That was exactly what I thought. What kind of example is that for her daughter. If everyone else is doing something then it must be ok.


----------



## Laura (Sep 22, 2005)

Heh, that was _exactly_ what I was going to point out. 

This is pretty bad, too:


> Kristina Philips, a 20-year-old junior at Ashland University in Ohio, says she'll wear pajamas to early classes, informal meetings or when she's feeling too sick to wear regular clothes.



_Too sick to wear regular clothes?!?_ On the contrary, you're probably setting yourself up to a psychological disadvantage - wouldn't you just be more aware of the fact that you're sick?


----------



## LadyFlynt (Sep 22, 2005)

Well, you know, in this pessimistic society we want EVERYONE to know our issues and feel our pain (or maybe just know when to steer clear of us?).


----------



## LadyFlynt (Sep 22, 2005)

btw, that last post was supposed to drip with sarcasm.


----------



## Poimen (Sep 22, 2005)

On the other hand I certainly will sympathize: I wear sweats pretty much all day long until I go out somewhere.


----------



## rgrove (Sep 22, 2005)

> Valerie Bent, who launched the Las Vegas-based Big Feet Pajama Company a month ago, says she's heard from many people who want to wear her company's pajamas for outdoor activities -- fishing, camping and snowboarding, among them. And some young people also have told her they plan to wear the one-piece, footed PJs to school.


Well this is just plain ridiculous... PJ's while Snowboarding??? While Fishing??? Good grief...


----------



## rgrove (Sep 22, 2005)

> _Originally posted by poimen_
> On the other hand I certainly will sympathize: I wear sweats pretty much all day long until I go out somewhere.


Key part of your statement, however, is "unitl I go out somewhere".  But even then, there are nice sweatsuits out there that are fine for going out and doing mundane tasks in.
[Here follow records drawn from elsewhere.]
PR #2022, opened 2026-03-18
Temporarily disable failing tests on main and add a few more test fixes

stefren:


stefren:
tracked in https://github.com/StanfordVL/BEHAVIOR-1K/issues/2023

PR #2051, opened 2026-03-27
Fix RigidContactAPI: don't create None views if scene contains no objects

cgokmen:


stefren:
where's the regression test though :sweat_smile:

Pajamas on the other hand...


----------



## Swampguy (Sep 22, 2005)

It actually sound pretty modest compared with what my 6 grade students wore. Some would dress like 20 year old whores. So, I'd say the pjs maybe a step in the right direction.


----------



## Poimen (Sep 22, 2005)

> _Originally posted by rgrove_
> 
> 
> > _Originally posted by poimen_
> ...



Right. I was being facetious.





Not the part about wearing sweats though. Or the part about changing before I go out. 
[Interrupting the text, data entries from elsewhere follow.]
PR #2094, opened 2026-04-09
Enforce USD-Fabric sync via editing_usd() context

cgokmen:
With the migration from OmniHydra to Fabric Scene Delegate (FSD), USD edits are no longer automatically propagated to Fabric. This PR introduces a systematic mechanism to ensure every USD edit is properly synchronized, and to detect any that aren't.

- **New `editing_usd()` context manager on `Simulator`** — wraps any block of code that mutates the USD stage. On exit, calls `SynchronizeToFabric()` to flush changes (much faster than rendering!). Asserts no nesting (all USD edits for a logical operation belong in one context). Currently we do this at a very low level (e.g. sync near every line of code that we don't manage), which causes a lot of extra syncs than necessary, but as a reminder up until this version EVERY usd edit was causing a sync so this is still strictly better.
- **USD edit guard** — a `Tf.Notice.ObjectsChanged` listener that raises `RuntimeError` with full backtrace if any USD edit occurs outside an `editing_usd()` block or simulator lifecycle method. Enabled after simulator init.
- **`set_position_orientation` scale fix** — fixed a bug where writing position/orientation via the Fabric hierarchy was losing scale information.
- **ProfilingEnv redo** — instead of having a profiling env that replicates much of Environment and Simulator's functionality (which is very brittle and possibly inaccurate), we hook directly into the appropriate spots in simulator using a Profiler class.

With this, we can also start an effort to remove random og.sim.render() calls scattered across the codebase.


OmniGibson/omnigibson/sensors/vision_sensor.py
```diff
@@ -219,7 +209,7 @@ def _post_load(self):
         else:
             viewport = lazy.omni.kit.viewport.utility.create_viewport_window()
             # Take a render step to make sure the viewport is generated before docking it
-            render()
+            og.sim.render()
```
wensi-ai, line 214: are we sure this is the same thing as render()?

OmniGibson/omnigibson/sensors/vision_sensor.py
```diff
@@ -962,7 +956,7 @@ def clear(cls):
             sensor.remove()
 
         # Render to update
-        render()
+        og.sim.render()
 
         cls.SEMANTIC_REMAPPER = Remapper()
         cls.INSTANCE_REMAPPER = Remapper()
```
wensi-ai, line 966: Do you think for the property setter (e.g. image_height, we should wrap those into editing_usd() context?

OmniGibson/omnigibson/sensors/vision_sensor.py
```diff
@@ -876,7 +870,7 @@ def active_camera_path(self, path):
         self._viewport.viewport_api.set_active_camera(path)
         # Requires 6 updates to propagate changes
         for i in range(6):
```
wensi-ai, line 876: Hmm these numbers are still very adhoc, we should probably investigate this further in the future.

OmniGibson/tests/conftest.py
```diff
@@ -34,8 +34,8 @@ def env(request, stopped_env):
         if name not in ("env", "stopped_env", "request"):
             request.getfixturevalue(name)
 
-    og.sim.step()
     og.sim.play()
+    og.sim.step()
```
wensi-ai: Is this intended?

stefren: why do we need this?

.github/workflows/profiling.yml
```diff
@@ -85,7 +85,7 @@ jobs:
       - name: Convert deep profile to HTML
         if: matrix.deep_profile
         run: |
-          for prof in load.prof pre_physics_step.prof post_physics_step.prof non_physics_step.prof; do
+          for prof in load.prof step.prof pre_physics_step.prof post_physics_step.prof non_physics_step.prof; do
```
stefren, line 88: nit; should we pull this into a list of args and expand it here and below

OmniGibson/omnigibson/utils/usd_utils.py
```diff
@@ -26,6 +25,25 @@
...
+        api: The USD API class (e.g. lazy.pxr.UsdPhysics.RigidBodyAPI)
+
+    Returns:
+        The API wrapper for the prim
+    """
+    if prim.HasAPI(api):
+        return api(prim)
+    with og.sim.editing_usd():
+        return api.Apply(prim)
+
```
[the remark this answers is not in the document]
stefren: yeah i think this is a good point. i'm not sure I generally understand the point of this function, it's because we don't know if some APIs are available in fabric or not? If so it would be better to test and statically use `editing_usd` in cases where it's not available, rather than trying to do this dynamically at runtime. also now we have two editing_usd wraps when we apply the API and then modify it again as in some callsites

OmniGibson/omnigibson/objects/light_object.py
```diff
@@ -131,7 +131,9 @@ def _post_load(self):
         self._light_link.load(self.scene)
 
         # Apply Shaping API and set default cone angle attribute
-        lazy.pxr.UsdLux.ShapingAPI.Apply(self._light_link.prim).GetShapingConeAngleAttr().Set(180.0)
+        shaping_api = ensure_usd_api(self._light_link.prim, lazy.pxr.UsdLux.ShapingAPI)
+        with og.sim.editing_usd():
+            shaping_api.GetShapingConeAngleAttr().Set(180.0)
```
stefren, line 136: e.g. i think this would be cleaner without the `ensure_usd_api` call? we should just know if it's available in fabric or not

OmniGibson/omnigibson/prims/xform_prim.py
```diff
@@ -113,37 +114,37 @@ def _set_xform_properties(self):
...
+
+            if "xformOp:orient" not in prop_names:
+                xform_op_rot = xformable.AddXformOp(
+                    lazy.pxr.UsdGeom.XformOp.TypeOrient, lazy.pxr.UsdGeom.XformOp.PrecisionDouble, ""
+                )
+            else:
+                xform_op_rot = lazy.pxr.UsdGeom.XformOp(self._prim.GetAttribute("xformOp:orient"))
+            xformable.SetXformOpOrder([xform_op_translate, xform_op_rot, xform_op_scale])
+
+        XFormPrim.set_position_orientation(self, position=current_position, orientation=current_orientation)
```
stefren, line 148: does this need to be separated from the above usd edit? would maybe add a comment

OmniGibson/omnigibson/sensors/vision_sensor.py
```diff
@@ -252,7 +244,7 @@ def _post_load(self):
 
         # Requires 4 render updates to propagate changes
         for i in range(4):
-            render()
+            og.sim.render()
```
stefren, line 247: is this still necessary?

OmniGibson/omnigibson/sensors/vision_sensor.py
```diff
@@ -876,7 +872,7 @@ def active_camera_path(self, path):
         self._viewport.viewport_api.set_active_camera(path)
         # Requires 6 updates to propagate changes
         for i in range(6):
-            render()
```
stefren, line 879: why are the number of render calls needed so arbitrary lol

OmniGibson/omnigibson/systems/macro_particle_system.py
```diff
@@ -1248,13 +1248,12 @@ def process_particle_object(self):
         self._particle_offset = particle_offset
         self._particle_radius = particle_radius
 
-    def refresh_particles_view(self):
+    def update_handles(self):
```
stefren, line 1251: how does this function differ from `og.sim.update_handles` and when do we use one or the other? Can you update the docstring?

OmniGibson/omnigibson/utils/profiling_utils.py
```diff
@@ -1,13 +1,75 @@
...
 
+class Profiler:
+    """
+    Lightweight profiler that tracks wall-clock timing across enable/disable cycles.
+
+    Used by the Simulator's `with_profiler` decorator. Each enable/disable pair records
+    one timing sample. Callers can read cumulative or per-call averages at any time.
+
+    Optionally wraps a cProfile.Profile for deep (function-level) profiling when
+    gm.ENABLE_PROFILING is set.
```
stefren: nit but we should probably change that flag to be called `ENABLE_DEEP_PROFILING`? otherwise feels a bit confusing to me

OmniGibson/omnigibson/utils/profiling_utils.py
```diff
@@ -16,104 +78,30 @@ def gpu_in_use_by_this_process(gpu_handle, pid: int) -> bool:
...
-    }
+    compute_pids = {process.pid for process in pynvml.nvmlDeviceGetComputeRunningProcesses(gpu_handle)}
+    graphics_pids = {process.pid for process in pynvml.nvmlDeviceGetGraphicsRunningProcesses(gpu_handle)}
 
     pids_using_device = compute_pids | graphics_pids
 
     return len(pids_using_device & our_pids) > 0
 
 
-class ProfilingEnv(og.Environment):
```
stefren, line 38: are we not using this anymore?

OmniGibson/omnigibson/utils/usd_utils.py
```diff
@@ -11,7 +11,6 @@
 
 import omnigibson as og
 import omnigibson.lazy as lazy
-import omnigibson.utils.transform_utils as T
```
stefren, line 14: huh i think this is being used? don't you need to replace the callsites?

OmniGibson/omnigibson/utils/usd_utils.py
```diff
@@ -125,66 +143,68 @@ def create_joint(
...
+            joint_prim.GetAttribute("physics:breakForce").Set(break_force)
+        if break_torque is not None:
+            joint_prim.GetAttribute("physics:breakTorque").Set(break_torque)
 
-    # Possibly exclude this joint from the articulation
-    joint_prim.GetAttribute("physics:excludeFromArticulation").Set(exclude_from_articulation)
+        # Possibly (un-/)enable this joint
+        joint_prim.GetAttribute("physics:jointEnabled").Set(enabled)
 
-    # We update the simulation now without stepping physics if sim is playing so we can bypass the snapping warning from PhysicsUSD
```
stefren, line 184: hm, we don't need an extra sync (closing the context) here?

OmniGibson/omnigibson/simulator.py
```diff
@@ -433,15 +427,24 @@ def __init__(
...
 
             self._floor_plane = None
             self._skybox = None
             self._last_scene_edge = None
             self._stage_id = None
 
+            # USD edit guard: detects edits outside editing_usd() context
+            self._editing_usd = False
+            self._editing_usd_caller = None
+            self._in_sim_lifecycle = 0
```
stefren, line 446: why can't we use `True` and `False` here?

OmniGibson/omnigibson/simulator.py
```diff
@@ -433,15 +427,24 @@ def __init__(
...
+            self._deferred_usd_guard_error = None
+            self._usd_guard_enabled = False
+            self._usd_guard_listener = None
```
stefren, line 449: also should we add a way to turn off this mechanism? seems like it could impact performance and we mostly need it for debugging right?

stefren (commented):
most changes look good

OmniGibson/omnigibson/objects/usd_object.py
```diff
@@ -634,102 +634,109 @@ def _create_emitter_apis(self, emitter_type):
         # as the object moves. We put it under a dummy mesh so as not to force write synchronization to the actual
         # physx-tracked links (required when using Fabric), which causes physics issues
         dummy_mesh_path = f"{link.prim_path}/emitter"
-        lazy.pxr.UsdGeom.Sphere.Define(og.sim.stage, dummy_mesh_path)
+        with og.sim.editing_usd():
+            lazy.pxr.UsdGeom.Sphere.Define(og.sim.stage, dummy_mesh_path)
         relative_dummy_mesh_path = absolute_prim_path_to_scene_relative(self._scene, dummy_mesh_path)
         mesh = GeomPrim(relative_prim_path=relative_dummy_mesh_path, name=f"{self.name}_emitter")
         mesh.load(self._scene)
-        mesh.visible = False
```
stefren, line 640: oops i think you need to put this back

cgokmen: I really wonder how I did this lmao. thanks again

OmniGibson/omnigibson/sensors/vision_sensor.py
cgokmen: Unsure. Will test in follow-up.

OmniGibson/omnigibson/simulator.py
cgokmen: They are nested (play calls render and so on) so it prematurely comes out if you just use True/False.

OmniGibson/omnigibson/simulator.py
cgokmen: Doesn't seem to have much of an impact. I'm leaving it in for now, can remove later.

OmniGibson/omnigibson/systems/macro_particle_system.py
cgokmen: og.sim.update_handles calls this on everything it updates handles on. This already exists on objects, prims, etc - it was just named differently here. Docstring updated.

OmniGibson/omnigibson/utils/profiling_utils.py
cgokmen: done

OmniGibson/tests/conftest.py
cgokmen: I don't know. It didnt make any sense in its previous form (it was calling step on a nonplaying env...) so I reordered them. But in hindsight it must have meant this is pointless, so I removed it now.

OmniGibson/omnigibson/sensors/vision_sensor.py
cgokmen: We didn't understand this well at the time, but the renders are async. So effectively it could show up in one, two, five, ten steps based on your GPU. We should follow up to solve this.

OmniGibson/omnigibson/utils/profiling_utils.py
cgokmen: Seems outdated - I don't see this in the current state?

OmniGibson/omnigibson/utils/usd_utils.py
cgokmen: Where are you finding these versions of these files that you commented on? This doesn't exist in the final state of this PR.

.github/workflows/profiling.yml
cgokmen: ignoring for now so I can merge today

cgokmen (commented):
Completed self-review

wensi-ai (approved):
Thanks Cem!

[Edited on 9-23-2005 by poimen]


----------



## rgrove (Sep 22, 2005)

Cool smiley face!


----------



## heartoflesh (Sep 22, 2005)

Let the kids wear pajamas to school if they want. Pink bunny slippers to boot. They'de better think twice before that job interview though.


----------



## Puritanhead (Sep 22, 2005)

> _Originally posted by fredtgreco_
> Here's good parenting skills:
> 
> 
> ...



_Haley's mom, Ellyn Small, says that the first time her daughter wanted to *trip on acid*, "I was dead set against it." Then she realized other kids were doing it and didn't mind so much._

Good logic, good ethical benchmark, and good morals!


----------



## ABondSlaveofChristJesus (Sep 22, 2005)

> _Originally posted by LadyFlynt_
> Well, you know, in this pessimistic society we want EVERYONE to know our issues and feel our pain (or maybe just know when to steer clear of us?).



cynicism over pessimism makes me happy.


----------